Exercise:
Go through the records and give each one again exactly.

Stored data entries:
● ● ● ● ●

PR #15089, opened 2020-07-28
Update log messges for `extract_optional_permissions`

bobsilverberg:
Just a quick follow-up to #15076 to update the log messages

### DIFF
--- a/src/olympia/files/management/commands/extract_optional_permissions.py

● ● ● ● ●

Answer section:
PR #15089, opened 2020-07-28
Update log messges for `extract_optional_permissions`

bobsilverberg:
Just a quick follow-up to #15076 to update the log messages

### DIFF
--- a/src/olympia/files/management/commands/extract_optional_permissions.py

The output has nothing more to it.